The answer must be the full set of records, repeated exactly.

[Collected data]
--------------------------------

PR #1098, opened 2026-07-27
Add add_input_name_as_column tool to Text Manipulation

bgruening:
@arash77 I think this was not added because it has a  different owner than IUC? Can this be? However, it is now part of IUC. This can happen when tools are moved later to IUC, so IUC 'adopts' those tools and maintains them.

Can you bot also catch those?

Or is there a different reason this tool is not added?

### DIFF
--- a/tools_iuc.yaml
+++ b/tools_iuc.yaml
@@ -6664,6 +6664,10 @@ tools:
     owner: devteam
     tool_panel_section_label: Text Manipulation
 
+  - name: add_input_name_as_column
+    owner: mvdbeek
+    tool_panel_section_label: Text Manipulation
+
   - name: column_order_header_sort
     owner: iuc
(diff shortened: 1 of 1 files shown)


arash77:
@bgruening It would have been added via the catchup option, but we didn't run it for IUC. I will run it now to add anything we missed so far.

bgruening:
Thanks for the explanation! Do we need to run this option by default. It might happen more regularly that people add tools "for adaption" to IUC with a different owner.

arash77:
> Thanks for the explanation! Do we need to run this option by default. It might happen more regularly that people add tools "for adaption" to IUC with a different owner.

That wouldn't be necessary, as the script should find them. `add_input_name_as_column` hasn't been added because it was added before we adopted this script (in 2020), and for IUC we didn't run it with catchup to get the old tools.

--------------------------------

_Solution to the exercise_:
PR #1098, opened 2026-07-27
Add add_input_name_as_column tool to Text Manipulation

bgruening:
@arash77 I think this was not added because it has a  different owner than IUC? Can this be? However, it is now part of IUC. This can happen when tools are moved later to IUC, so IUC 'adopts' those tools and maintains them.

Can you bot also catch those?

Or is there a different reason this tool is not added?

### DIFF
--- a/tools_iuc.yaml
+++ b/tools_iuc.yaml
@@ -6664,6 +6664,10 @@ tools:
     owner: devteam
     tool_panel_section_label: Text Manipulation
 
+  - name: add_input_name_as_column
+    owner: mvdbeek
+    tool_panel_section_label: Text Manipulation
+
   - name: column_order_header_sort
     owner: iuc
(diff shortened: 1 of 1 files shown)


arash77:
@bgruening It would have been added via the catchup option, but we didn't run it for IUC. I will run it now to add anything we missed so far.

bgruening:
Thanks for the explanation! Do we need to run this option by default. It might happen more regularly that people add tools "for adaption" to IUC with a different owner.

arash77:
> Thanks for the explanation! Do we need to run this option by default. It might happen more regularly that people add tools "for adaption" to IUC with a different owner.

That wouldn't be necessary, as the script should find them. `add_input_name_as_column` hasn't been added because it was added before we adopted this script (in 2020), and for IUC we didn't run it with catchup to get the old tools.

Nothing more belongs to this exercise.